Information need not be disclosed & the ‘blind eye knowledge’ doctrine
Material information need not be disclosed by the insured to the underwriter if the facts are neither known nor ought to have been known by the insured, the insured has no duty to disclose [§ 18(1) of the MIA 1906].
In other words, the insured is not required to make enquiries or investigations to find out facts that are outside his knowledge. The insured just merely needs to make a fair representation of the risk. The court presumes the underwriter knows about its own business and is able to form judgment.
However, it is worth noting that the English courts have long recognized the concept of deliberate or “Nelsonian” blindness, which has come to be known as “blind eye knowledge” on the part of the insured. It refers to a situation where the insured deliberately turns a blind eye to a matter he suspects in order to avoid being saddled with certain knowledge of a fact in question. The courts ruled that the insured would not succeed in saying that he was neither aware, nor ought to have been aware, of the matter in such circumstances.
In the recent case of ERC Frankona Reinsurance v American National Insurance Co, ERC Frankona wrote a 35% renewal line on a quota share reinsurance protecting American National Insurance (“ANI”). ANI was the sole participant of the Accident Insurance Group. The group was managed by National Accident Insurance Underwriters (NAIU). NAIU’s chairman had been convicted in 1983 and served a prision sentence for securities fraud.
The judge decided that the conviction was a material matter for disclosure.

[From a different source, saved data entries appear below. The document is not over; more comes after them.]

PR #104, opened 2026-07-21
fix: preserve colliding operations in changelog

### LINKED ISSUE #724: [Bug][BE] Builder not rendering some changes in rare cases
### Describe the bug

Builder not rendering some changes in rare cases

### To Reproduce

1.Go to portal
2.Upload spec before version [prev_ver.yml](https://github.com/user-attachments/files/30007372/prev_ver.yml)
3.Upload spec after version [current_ver.yml](https://github.com/user-attachments/files/30007371/current_ver.yml)
4.Compare
ER: all number of changes the same
AR: number of changes different
Image

### Version

_No response_

### Logs

_No response_

### Additional information

_No response_

makeev-pavel:
### Root cause
Distinct but same-shape fully-parametrized paths normalize to the **same** operation id
(e.g. `/{a}/{b}` and `/{c}/{d}` both → `*-*-get`). The changelog keyed operations by that normalized id, so one operation overwrote the other in the operations map — its changes became invisible or got misattributed.

## What changed

- **`normalizeOperationIds` (`compare.utils.ts`)** — operations are now grouped by their normalized id first:
  - **unique** normalized id → kept as the key (rename-tolerant: a renamed path parameter still matches its counterpart);
  - **colliding** normalized id → each operation is keyed by its unique **raw** `operationId`, so none is dropped.
- **New `resolveOperationPair` helper** — variadic lookup that tries candidate ids in order (normalized first, then raw), returning an empty pair when nothing matches. Replaces the previous inline `?? ... ??` fallback chain.
- **`rest.changes.ts` (`compareDocuments`)** — computes the raw operation ids (`calculateRestOperationId`) and resolves the pair through `resolveOperationPair`. This is required by the raw-id keying above; without it the normalized lookup misses on collisions and the build fails with `Can't find operation`.
- **`OperationsMap` type** widened to `Record<NormalizedOperationId | OperationId, OperationPair>`.

## Behaviour notes

- A path-parameter rename with a **unique** normalized id is matched as **one changed operation** (not remove + add).
- A rename **inside a collision group** is inherently ambiguous, so it is reported as remove + add — the deterministic, safe choice.

### DIFF
--- a/src/apitypes/rest/rest.changes.ts
+++ b/src/apitypes/rest/rest.changes.ts
@@ -18,6 +18,7 @@ import { RestOperationData } from './rest.types'
 import {
   areDeprecatedOriginsNotEmpty,
   calculateNormalizedRestOperationId,
+  calculateRestOperationId,
   isEmpty,
   isOperationRemove,
   isValidHttpMethod,
@@ -80,6 +81,7 @@ import {
   createOperationChange,
   getOperationTags,
   OperationsMap,
+  resolveOperationPair,
 } from '../../components'
 import { createRestApiCompatibilityScopeFunction } from '../../components/compare/rest.bwc.validation'
 import { calculateApiKindFromLabels, getApiKindProperty } from '../../components/document'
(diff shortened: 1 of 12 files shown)


b41ex:
Won't fix, see comment: https://github.com/Netcracker/qubership-apihub/issues/724#issuecomment-5047464441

Anico’s defence was that it (and its agents) were not aware of the conviction and it was not under a duty to disclose the matter to ERC Frankona.
Since NAIU knew about its own chairman’s past transgressions, a debate focused on whether NAIU’s knowledge could be imputed to its principal, ANI. The facts special to the relationship between NAIU and ANI were that neither NAIU held any ‘predominant position’ with ANI, nor NAIU was an agent ‘effecting insurance’.
Instead of analyzing the relationship between NAIU and ANI, the judge found an easier route to solve the matters. The judge focused on the evidence given by a senior executive of ANI. The judge believed the senior executive was told of the conviction in the course of previous job. Although the senior executive did not know about the precise details only because he chose not to ask any pertinent questions and, so chose not to know. Accordingly, the judge found that there had been a material nondisclosure that entitled ERC Frankona to avoid the reinsurance.
II. Duration for the duty of utmost good faith
According to § 18(1) of the MIA 1906, the duty of utmost good faith arises ‘before the contract is concluded’. It is now an established principle that this precontractual duty does not continue in the same form after the contract has been agreed.
Certainly, the duty of utmost good faith would return again if the underwriter needs further information for making a new decision on premium rate or risk determination. For example, a fresh duty arises if the insurance contract is to be renewed and, the underwriter renegotiates new terms with the assured in such situation.
Therefore, a (re)insured or its agent should pay particular attention on the renewal of the terms agreed by the underwriter in the previous year. The (re)insured should draw the attention of the underwriter on any specific changes and, should better to obtain relevant acknowledgment from the underwriter.
Owen Tang: Tutor in Law (Department of Logistics), and Program Manager in Supply Chain Management (Graduate School of Business) from Hong Kong Polytechnic University.